===== SUPPLIED MATERIAL

PR #5760, opened 2019-08-17
Label should take the background in LabelStyle to compute the prefSize

### LINKED ISSUE #5736: Label should take the background in LabelStyle to compute the prefSize
As above title, currently it's ok if the LabelStyle.background minSize smaller than the Label size. But when the LabelStyle.background minSize larger than the Label size, it will stretch the background. It is inconvenient if you want to create a Label is inside a large background, you have to create a layout like Table, setBackground to it and add Label.

bachtrong43:
Fix #5736. If the label smaller than the background, the background will stretch down do the label size.


NathanSweet:
This can't be merged, as it has tilemap stuff in it. Will do it manually (and in the other places it is needed).

PR #5766, opened 2019-08-20
Use Pools in Table instead of custom Pool

Dgzt:
Hi!

I don't know Table class why uses custom Pool instead of Pools, but I've update the Table class.

Best regards,
Dgzt


MobiDevelop:
I think that having a custom pool is fine - it's likely more efficient and doesn't require reflection.

Dgzt:
I see. If you think this merge request is useless, just close it.

NathanSweet:
Aye, custom pool is OK.

PR #5767, opened 2019-08-20
Fix FileHandle#map compatibility with GWT

intrigus:
https://github.com/libgdx/libgdx/pull/5259 doesn't work for me.
When compiling gdx-freetype-gwt I had to comment the part that used FileHandle.map() (https://github.com/intrigus/gdx-freetype-gwt/commit/93221646a8f56c37b6a3362558a8392189dec5ad#diff-11ed83df84f87aedd79b6b30b2c85b2aR93)


PokeMMO:
I think you are missing the ByteBuffer/FileChannel imports.

MrStahlfelge:
Yes, they are missing. Apart from that, I am surprised that this was not noticed before.

MrStahlfelge (changes requested):
Add imports so the build succeeds.

intrigus:
@MobiDevelop thanks for fixing it!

==========

| WHAT IS NEEDED |
Scan the entries above for the word "github". Report the lines that hold it.

| EXERCISE ANSWER |
https://github.com/libgdx/libgdx/pull/5259 doesn't work for me.
When compiling gdx-freetype-gwt I had to comment the part that used FileHandle.map() (https://github.com/intrigus/gdx-freetype-gwt/commit/93221646a8f56c37b6a3362558a8392189dec5ad#diff-11ed83df84f87aedd79b6b30b2c85b2aR93)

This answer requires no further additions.